■ What is expected
Below are the records. State how many of their lines contain "there", with nothing else.

Collected data
[Start of Attachment]

PR #370, opened 2023-07-06
mod_ldap: Use the LDAP API directly to implement the rebind callback

notroj:
```
mod_ldap: Use the LDAP API directly to implement the rebind callback
for modern versions of OpenLDAP, avoiding the overhead of the apr-util implementation.

* modules/ldap/util_ldap.c: Define USE_APR_LDAP_REBIND unless a modern version of OpenLDAP is used. (uldap_rebind_proc): New function. (uldap_rebind_init, uldap_rebind_add): Define, using either the callback or the (bad) APR-util versions. (uldap_connection_unbind): Clear the rebind pool to remove rebind references prior to destroying the LDAP *. Omit for !USE_APR_LDAP_REBIND. (uldap_connection_init): Use new wrappers, only create the rebind pool if USE_APR_LDAP_REBIND.

* include/util_ldap.h: Don't include apr_ldap_rebind.h here.

PR: 64414
```

### DIFF
--- a/changes-entries/ldap-rebind.txt
+++ b/changes-entries/ldap-rebind.txt
@@ -1,0 +1,2 @@
+  *) mod_ldap: Avoid performance overhead of APR-util rebind cache for
+     OpenLDAP 2.2+.  PR 64414.  [Joe Orton]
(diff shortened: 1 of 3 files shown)


notroj:
Merged in 85be5353986d676dd75a424e8d4094128e9a20d9

PR #371, opened 2023-07-07
pytests: Ignore log errors/warnings per function.

ylavic:
It's easier to control errors at the function scope and it avoids ignored errors/warnings to propagate to the following tests (i.e. mask further unexpected errors).


ylavic:
@icing Does this work for you?

icing:
Good idea, excellent!

PR #372, opened 2023-07-15
Add MPEG-TS file extensions

mohd-akram:
[Extensions (per FFmpeg)](https://github.com/FFmpeg/FFmpeg/blob/n6.0/libavformat/mpegtsenc.c#L2345)

The mts extension is predominantly used for AVCHD files recorded by camcorders. I cannot find any evidence of `model/vnd.mts` being used for anything and it seems to be for a defunct file format.

### DIFF
--- a/docs/conf/mime.types
+++ b/docs/conf/mime.types
@@ -1645,7 +1645,7 @@ model/vnd.gdl					gdl
 # model/vnd.gs.gdl
 model/vnd.gtw					gtw
 # model/vnd.moml+xml
-model/vnd.mts					mts
+# model/vnd.mts
 # model/vnd.opengex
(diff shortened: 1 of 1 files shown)


mohd-akram:
Thoughts on this? Is it good to merge?

mohd-akram:
@icing Friendly ping. These `mime.types` are used by many projects so it would be great to have this merged as many currently have an incorrect mime type in the case of `mts` and missing mime types in the case of the other extensions, despite their popularity.

notroj:
Seems reasonable to me, thanks for the PR.

mohd-akram:
@notroj Thank you for merging. It would be great if this could also be cherry-picked for the 2.4.60 release.

PR #373, opened 2023-07-15
mod_log_config: Add log_formatter support and a JSON log_formatter

thomasmey:
Based on https://github.com/apache/httpd/pull/353 but based on trunk

### DIFF
--- a/modules/loggers/mod_log_config.c
+++ b/modules/loggers/mod_log_config.c
@@ -167,6 +167,10 @@
 #include "ap_mpm.h"
 #include "ap_provider.h"
 
+#if APU_MAJOR_VERSION > 1 || (APU_MAJOR_VERSION == 1 && APU_MINOR_VERSION >= 7)
+#include "apr_json.h"
+#endif
+
 #if APR_HAVE_UNISTD_H
 #include <unistd.h>
 #endif
@@ -1761,15 +1765,152 @@ static ap_log_writer *ap_log_set_writer(ap_log_writer *handle)
     return old;
 }
 
+#if APU_MAJOR_VERSION > 1 || (APU_MAJOR_VERSION == 1 && APU_MINOR_VERSION >= 7)
+static ap_log_formatted_data * ap_json_log_formatter( request_rec *r,
+                           void *handle,
+                           ap_log_formatted_data *lfd,
+                           const void *itms)
+
+{
+    json_log_formatter_options * formatter_options = (json_log_formatter_options *) handle;
+    log_format_item *items = (log_format_item *) itms;
+
+    const char* attribute_name;
+    const char* attribute_value;
+
+    ap_log_formatted_data *lfdj = apr_palloc(r->pool, sizeof(ap_log_formatted_data));
+
+    /* TODO: how to determine max number of vectors? */
+    int nvec = lfd->nelts * 3;
+    struct iovec *vec = apr_palloc(r->pool, sizeof(struct iovec*) * nvec );
+
+    apr_bucket_alloc_t *ba;
+    apr_bucket_brigade *bb;
+
+    apr_json_value_t *sub_log_object;
+    apr_json_value_t *json_null = apr_json_null_create(r->pool);
+    apr_json_value_t *json_empty_string = apr_json_string_create(r->pool, "\"\"", APR_JSON_VALUE_STRING);
+
+    /* build log object */
+    apr_json_value_t *log_object = apr_json_object_create(r->pool);
+
+    for (int i = 0; i < lfd->nelts; ++i) {
+        if(!items[i].tag) {
+            continue;
+        }
+
+        if (formatter_options->use_short_attribute_names) {
+            attribute_name = NULL;
+        }
+        else {
+            attribute_name = apr_hash_get(json_hash, items[i].tag, APR_HASH_KEY_STRING);
+        }
+
+        if (!attribute_name) {
+            attribute_name = items[i].tag; /* fallback: use tag as attribute name */
+        }
+
+        /* if the current tag has arguments, i.e. "i" (requestHeaders)
+         * create a sub object with items[i].arg as key and lfd->portions[i] values.
+         *
+         * as multiple same tags with different arguments can exist,
+         * the log_format_item is sorted before, so we can easily check for
+         * gruppenwechsel
+         */
+        if(items[i].arg != NULL && strlen(items[i].arg) > 0) {
+            /* start sub object */
+            sub_log_object = apr_json_object_create(r->pool);
+
+            apr_json_object_set(log_object,
+                                attribute_name, APR_JSON_VALUE_STRING,
+                                sub_log_object,
+                                r->pool);
+
+            for (int j = i; j < lfd->nelts; ++j) {
+                if(!items[j].tag) {
+                    continue;
+                }
+                if(strcmp(items[j].tag, items[i].tag) != 0) {
+                    i = j - 1;
+                    break;
+                }
+
+                attribute_name = items[j].arg;
+                if (!lfd->portions[j]) {
+                    apr_json_object_set(sub_log_object,
+                                        attribute_name, APR_JSON_VALUE_STRING,
+                                        json_null, r->pool);
+                }
+                else if (!*lfd->portions[j]) {
+                    apr_json_object_set(sub_log_object,
+                                        attribute_name, APR_JSON_VALUE_STRING,
+                                        json_empty_string,
+                                        r->pool);
+                }
+                else {
+                    attribute_value = lfd->portions[j];
+                    apr_json_object_set(sub_log_object,
+                                        attribute_name, APR_JSON_VALUE_STRING,
+                                        apr_json_string_create(r->pool, attribute_value,
+                                                               APR_JSON_VALUE_STRING),
+                                        r->pool);
+                }
+            }
+
+            continue;
+        }
+
+        if (!lfd->portions[i]) {
+            apr_json_object_set(log_object,
+                                attribute_name, APR_JSON_VALUE_STRING,
+                                json_null, r->pool);
+
+        }
+        else if (!*lfd->portions[i]) {
+            apr_json_object_set(log_object,
+                                attribute_name, APR_JSON_VALUE_STRING,
+                                json_empty_string,
+                                r->pool);
+        }
+        else {
+            attribute_value = lfd->portions[i];
+            apr_json_object_set(log_object,
+                                attribute_name, APR_JSON_VALUE_STRING,
+                                apr_json_string_create(r->pool, attribute_value,
+                                                       APR_JSON_VALUE_STRING),
+                                r->pool);
+
+        }
+    }
+
+    ba = apr_bucket_alloc_create(r->pool);
+    bb = apr_brigade_create(r->pool, ba);
+
+    /* encode into bucket brigade */
+    apr_json_encode(bb, NULL, NULL, log_object, APR_JSON_FLAGS_WHITESPACE, r->pool);
+    apr_brigade_puts(bb, NULL, NULL, APR_EOL_STR);
+
+    // TODO: detect overflow nvec
+    apr_brigade_to_iovec(bb, vec, &nvec);
+
+    lfdj->portions = apr_palloc(r->pool, sizeof(char*) * nvec);
+    lfdj->lengths = apr_palloc(r->pool, sizeof(int) * nvec);
+    lfdj->total_len = 0;
+    for(int i = 0; i < nvec; i++) {
+        lfdj->portions[i] = vec[i].iov_base;
+        lfdj->lengths[i] = vec[i].iov_len;
+        lfdj->total_len += vec[i].iov_len;
+    }
+    lfdj->nelts = nvec;
+    return lfdj;
+}
+#else
 static apr_size_t add_str(apr_array_header_t * ah_strs, apr_array_header_t * ah_strl, const char *str)
 {
-	char** strs;
-	int* strl;
+    char** strs = apr_array_push(ah_strs);
+    int* strl = apr_array_push(ah_strl);
 
-    strs = apr_array_push(ah_strs);
     *strs = (char*) str;
-
-    strl = apr_array_push(ah_strl);
     *strl = strlen(str);
 
     return *strl;
@@ -1787,105 +1928,56 @@ static ap_log_formatted_data * ap_json_log_formatter( request_rec *r,
     const char* attribute_name;
     const char* attribute_value;
 
+    ap_log_formatted_data *lfdj = apr_palloc(r->pool, sizeof(ap_log_formatted_data));
     apr_array_header_t *strs = apr_array_make(r->pool, lfd->nelts * 3, sizeof(char *)); /* array of pointers to char */
     apr_array_header_t *strl = apr_array_make(r->pool, lfd->nelts * 3, sizeof(int));    /* array of int (strlen) */
 
-    ap_log_formatted_data *lfdj = apr_palloc(r->pool, sizeof(ap_log_formatted_data));
     lfdj->total_len = 0;
 
     /* build json object */
     lfdj->total_len += add_str(strs, strl, "{");
     for (int i = 0; i < lfd->nelts; ++i) {
-        if(!items[i].tag) {
-            continue;
+        if(items[i].tag == NULL) {
+                continue;
         }
 
         if (formatter_options->use_short_attribute_names) {
-            attribute_name = NULL;
+                attribute_name = NULL;
         }
         else {
             attribute_name = apr_hash_get(json_hash, items[i].tag, APR_HASH_KEY_STRING);
         }
 
         if (!attribute_name) {
-            attribute_name = ap_escape_logjson(r->pool, items[i].tag, NULL, 0); /* fallback: use tag as attribute name */
+            attribute_name = ap_escape_logjson(r->pool, items[i].tag, NULL, 0); /* use tag as attribute name as fallback */
         }
 
         lfdj->total_len += add_str(strs, strl, "\"");
         lfdj->total_len += add_str(strs, strl, attribute_name);
-        lfdj->total_len += add_str(strs, strl, "\":");
 
-        /* if the current tag has arguments, i.e. "i" (requestHeaders)
-         * create a sub object with items[i].arg as key and lfd->portions[i] values.
-         *
-         * as multiple same tags with different arguments can exist,
-         * the log_format_item is sorted before, so we can easily check for
-         * gruppenwechsel
-         */
+        /* process any arguments as attribute name extension */
         if(items[i].arg != NULL && strlen(items[i].arg) > 0) {
-            // start sub object
-            lfdj->total_len += add_str(strs, strl, "{");
-            for (int j = i; j < lfd->nelts; ++j) {
-                if(!items[j].tag) {
-                    continue;
-                }
-                if(strcmp(items[j].tag, items[i].tag) != 0) {
-                    i = j - 1;
-                    break;
-                }
-                attribute_name = ap_escape_logjson(r->pool, items[j].arg, NULL, 0);
-
-                lfdj->total_len += add_str(strs, strl, "\"");
-                lfdj->total_len += add_str(strs, strl, attribute_name);
-                lfdj->total_len += add_str(strs, strl, "\":");
-
-                if (!lfd->portions[j]) {
-                    lfdj->total_len += add_str(strs, strl, "null");
-                }
-                else if (!*lfd->portions[j]) {
-                    lfdj->total_len += add_str(strs, strl, "\"\"");
-                }
-                else {
-                    lfdj->total_len += add_str(strs, strl, "\"");
-                    attribute_value = ap_escape_logjson(r->pool, lfd->portions[j], NULL, 0);
-                    lfdj->total_len += add_str(strs, strl, attribute_value);
-                    lfdj->total_len += add_str(strs, strl, "\"");
-                }
-                lfdj->total_len += add_str(strs, strl, ",");
-            }
-            // remove last ","
-            apr_array_pop(strs);
-            lfdj->total_len -= *(int *)apr_array_pop(strl);
-
-            // end sub object
-            lfdj->total_len += add_str(strs, strl, "},");
-            continue;
+            attribute_name = ap_escape_logjson(r->pool, items[i].arg, NULL, 0);
+            lfdj->total_len += add_str(strs, strl, " ");
+            lfdj->total_len += add_str(strs, strl, attribute_name);
         }
+        lfdj->total_len += add_str(strs, strl, "\":\"");
 
-        if (!lfd->portions[i]) {
-            lfdj->total_len += add_str(strs, strl, "null");
-        }
-        else if (!*lfd->portions[i]) {
-            lfdj->total_len += add_str(strs, strl, "\"\"");
-        }
-        else {
-            lfdj->total_len += add_str(strs, strl, "\"");
-            attribute_value = ap_escape_logjson(r->pool, lfd->portions[i], NULL, 0);
-            lfdj->total_len += add_str(strs, strl, attribute_value);
-            lfdj->total_len += add_str(strs, strl, "\"");
-        }
-        lfdj->total_len += add_str(strs, strl, ",");
+        attribute_value = ap_escape_logjson(r->pool, lfd->portions[i], NULL, 0);
+        lfdj->total_len += add_str(strs, strl, attribute_value);
+        lfdj->total_len += add_str(strs, strl, "\",");
     }
-    /* replace last ',' with '}' */
+    /* replace last '",' with '"}' */
     apr_array_pop(strs);
     lfdj->total_len -= *(int *)apr_array_pop(strl);
-    lfdj->total_len += add_str(strs, strl, "}" APR_EOL_STR);
+    lfdj->total_len += add_str(strs, strl, "\"}" APR_EOL_STR);
 
     lfdj->portions = (const char **)strs->elts;
     lfdj->lengths = (int *)strl->elts;
     lfdj->nelts = strs->nelts;
     return lfdj;
 }
+#endif
 
 static apr_status_t ap_default_log_writer( request_rec *r,
                            void *handle,
@@ -2074,7 +2166,7 @@ static apr_status_t ap_buffered_log_writer(request_rec *r,
 
 static void json_register_attribute(apr_pool_t *p, const char *tag, const char* attribute_name)
 {
-    apr_hash_set(json_hash, tag, strlen(tag), (const void *)ap_escape_logjson(p, attribute_name, NULL, 0));
+    apr_hash_set(json_hash, tag, strlen(tag), attribute_name);
 }
 
 static int log_pre_config(apr_pool_t *p, apr_pool_t *plog, apr_pool_t *ptemp)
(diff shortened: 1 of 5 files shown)


thomasmey:
@ylavic May you have a look at this?

server/util.c
```diff
@@ -2201,6 +2201,219 @@ AP_DECLARE(char *) ap_escape_html2(apr_pool_t *p, const char *s, int toasc)
     x[j] = '\0';
     return x;
 }
+
+/* TODO: not sure about copyright&license of below code */
+
```
minfrin, line 2475: Digging further this appears to be MIT licensed.

minfrin:
One observation - there is a json encoder and decoder in apr-util that is Apache licensed.

https://github.com/apache/apr-util/blob/1.7.x/json/apr_json_encode.c

It is not released yet, and it's reasonable not to have to wait around until it is, but if you're looking for code to bring in that's already Apache, this should do.

The encoder code is designed to meet the strictness requirements of JSON parsing in JWT.

thomasmey:
> One observation - there is a json encoder and decoder in apr-util that is Apache licensed.
> 
> https://github.com/apache/apr-util/blob/1.7.x/json/apr_json_encode.c
> 
> It is not released yet, and it's reasonable not to have to wait around until it is, but if you're looking for code to bring in that's already Apache, this should do.
> 
> The encoder code is designed to meet the strictness requirements of JSON parsing in JWT.

so, i'm not sure what to do now, the code for utf-8 parsing was initially propsed by @ylavic 

should I rewrite to use above apr_json_encode.c which is available only in apr-util 1.7.x?
how to even back port this to 2.4.x which is my original goal to provide this functionality on 2.4.x?

thomasmey:
@minfrin see original discussion here: https://github.com/apache/httpd/pull/353

minfrin:
> so, i'm not sure what to do now, the code for utf-8 parsing was initially propsed by @ylavic
> 
> should I rewrite to use above apr_json_encode.c which is available only in apr-util 1.7.x? how to even back port this to 2.4.x which is my original goal to provide this functionality on 2.4.x?

In the short term to get it into 2.4.x, depend on the external library, but in the longer term it would be better if the external dependency could be avoided. Ideally if you can herd the json code together so that it can be #ifdef'ed easily either to support apr_json now or perhaps in future if you don't have the resources to do something like this right now.

thomasmey:
Hi @minfrin I added a ifdef, one implementation using apr json and the other one the custom utf8 escaping. for apr json i added some TODO comments, not sure how to best cope with max numer of iovec elements, any adivse welcome,

what do you think?

thomasmey:
can someone please approve the github workflow?

thomasmey:
would @ylavic also please review again?

server/util.c
minfrin: One possible thing to do is rework the escaping code from APR, which is Apache licensed and already belongs to the ASF:

https://github.com/apache/apr-util/blob/1.7.x/json/apr_json_encode.c#L63

modules/loggers/mod_log_config.c
```diff
@@ -1449,9 +1560,10 @@ static const char *set_buffered_logs_on(cmd_parms *parms, void *dummy, int flag)
     }
     return NULL;
 }
+
 static const command_rec config_log_cmds[] =
 {
-AP_INIT_TAKE23("CustomLog", add_custom_log, NULL, RSRC_CONF,
+AP_INIT_TAKE_ARGV("CustomLog", add_custom_log, NULL, RSRC_CONF,
```
minfrin, line 1571: Need to make the same change to GlobalLog to match.

modules/loggers/mod_log_config.c
```diff
@@ -1666,13 +1782,229 @@ static ap_log_writer *ap_log_set_writer(ap_log_writer *handle)
...
+        /* process any arguments as attribute name extension */
+        if(items[i].arg != NULL && strlen(items[i].arg) > 0) {
+            attribute_name = ap_escape_logjson(r->pool, items[i].arg, NULL, 0);
+            lfdj->total_len += add_str(strs, strl, " ");
+            lfdj->total_len += add_str(strs, strl, attribute_name);
+        }
+        lfdj->total_len += add_str(strs, strl, "\":\"");
+
+        attribute_value = ap_escape_logjson(r->pool, lfd->portions[i], NULL, 0);
+        lfdj->total_len += add_str(strs, strl, attribute_value);
```
minfrin: I'm getting a segfault here, as in my case attribute_value is NULL, which is strlen()'d and then it crashes.

It gets safely through ap_escape_logjson(), lfd->portions[i] is NULL in my case.

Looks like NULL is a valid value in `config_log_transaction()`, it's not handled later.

[End of Attachment]

■ Task response
2